About the dilution of fixer.
In terms of speed of fixation, the optimal concentration is about 120-150g/L of ammonium thiosulfate. However, acceptable fixation may be obtained in 100-200g/L range for film emulsions. Chlorobromide emulsions may be fixed at a bit lower side of this range as well.
Most rapid fixer concentrate products contain 600g or less of ammonium thiosulfate in a liter of concentrate stock, because 600g/L is the practical max concentration. For example, the fixer product I designed, Silvergrain Clearfix (an alkaline rapid fix), contains this maximum amount of ammonium thiosulfate. If you use at the directed 1+3 dilution, you'll get a working solution containing 150g/L ammonium thiosulfate. Even if the fixer gets diluted by carryover of stop bath or rinse water, the fixer remains strong enough to ensure good fixation. If it is diluted 1+4, the working solution will be 120g/L, which is close to "film strength" recommended by Kodak and Ilford.

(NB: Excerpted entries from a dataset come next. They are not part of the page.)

PR #316, opened 2024-09-30
Update sec_antider.ptx

APEXCalculus:
Possible correction to antidiff. property.

[Theorem 5.1.6](https://opentext.uleth.ca/apex-calculus/sec_antider.html#thm_indef_alg-2-2) states  \int c \cdot f(x) \, dx = c \cdot \int f(x) \, dx.
While this is identical to language in other texts, I got a suggestion that we should add "(c \neq 0)" as a condition.

The reason (which you can figure on your own) is that if c=0, integrating 0 leads to a +C, whereas integrating first then multiplying by 0 means you just get 0. 

I'm wondering what others think of this suggestion. I'm lean toward making the change. 
Yes, I think they have a point. 
I also think the expression "c \cdot \int f(x)\,dx" is also playing a bit loose with set notation, and this may be an unimportant nitpick. But if it gets students thinking about what's going on, it may create a bit of a learning moment.

Interested in any discussion before someone merges.

### DIFF
--- a/ptx/sec_antider.ptx
+++ b/ptx/sec_antider.ptx
@@ -374,7 +374,7 @@
         </p>
         <p>
           <md>
-            <mrow>\amp\lzoo{x}{cf(x)}=c\cdot\fp(x)\amp\amp\int c\cdot f(x)\,dx= c\cdot \int f(x)\,dx</mrow>
+            <mrow>\amp\lzoo{x}{cf(x)}=c\cdot\fp(x)\amp\amp\int c\cdot f(x)\,dx= c\cdot \int f(x)\,dx\quad(c\neq 0)</mrow>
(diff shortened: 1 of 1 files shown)


sean-fitzpatrick:
I'm fine with this change. Since we define the indefinite integral as a set, the notation is a little awkward, but in practice I think everyone thinks of the indefinite integral as a representative of this set, with the value of C left unspoken.

Probably the best option (mathematically, not pedagocially) is to think of this set as an equivalence class: we have many examples throughout mathematics of operations on equivalence classes.

sean-fitzpatrick:
@APEXCalculus I got busy and forgot about this. I think you can go ahead and merge unless further discussion is needed.

PR #317, opened 2024-10-01
WeBWorK errors and typos

sean-fitzpatrick:
The last question in Section 2.3 (basic derivative rules) was coded incorrectly: all of the other problems in that section expect you to include the "y=" part of the equation for the tangent line. This ensures that the last question behaves the same way.

An easy fix, but I think it might be worthwhile to keep this pull request open until the end of the term, in case my students find other errors in the exercises.


sean-fitzpatrick:
I've fixed another incorrect answer calculation in Section 5.1 noted in #323

sean-fitzpatrick:
I'm going to merge this one to get that question working.

PR #11132, opened 2020-09-21
Use node suggestion API in node autocomplete UI

aparajit-pratap:
### Purpose

Call node suggestion API from node autocomplete UI.

### Declarations

### Reviewers

@QilongTang 

### FYIs

### DIFF
--- a/src/DynamoCoreWpf/Controls/NodeAutoCompleteSearchControl.xaml.cs
+++ b/src/DynamoCoreWpf/Controls/NodeAutoCompleteSearchControl.xaml.cs
@@ -24,9 +24,9 @@ namespace Dynamo.UI.Controls
 
         internal event Action<ShowHideFlags> RequestShowNodeAutoCompleteSearch;
 
-        public SearchViewModel ViewModel
+        public NodeAutoCompleteSearchViewModel ViewModel
         {
-            get { return DataContext as SearchViewModel; }
+            get { return DataContext as NodeAutoCompleteSearchViewModel; }
         }
 
         public NodeAutoCompleteSearchControl()
@@ -87,7 +87,8 @@ namespace Dynamo.UI.Controls
             if (searchElement != null)
             {
                 searchElement.Position = ViewModel.InCanvasSearchPosition;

Because of effort to cut costs and desire to advertise higher concentration, some manufacturers put significantly less 60% ammonium thiosulfate and/or recommend greater dilution to fall in the low end of the usable range. In terms of marketing and commercialism, that may be a good idea, but in my view, it's an unwise approach.
If you use Ilford's Archival Sequence, it's important to use 120-150g/L concentration for one minute. Weaker fixer runs risk of insufficient fixation with 1 min fix, and longer fixing time will require significantly longer washing time to achieve the same residual thiosulfate level (I've tested these things with several materials and several conditions).
Kodak and a few other fixers (such as Edwal Quick Fix) recommend 1+7 dilution for paper. This is more economical if longer fixing time is tolerated, such as small volume processing of RC prints.
As Loose Gravel discussed above, Kodak Rapid Fix (or Edwal Quick Fix for that matter) without hardener may be used in place of Ilford Rapid Fix in Ilford sequence, but at 1+3 or 1+4 dilution.
So, what is the difference between 1+3 and 1+4 dilution? With Clearfix, if you benchmark time to fix a fast film between these dilutions, you may see a small advantage of 1+3. The higher concentration is also a safer choice if you are not very meticulous in removing excess stop bath/rinse water, because even if the fixer gets diluted, it's well within optimal range. But if you are a careful and cost-sensitive darkroom worker, you might want to use an unofficial dilution of 1+4.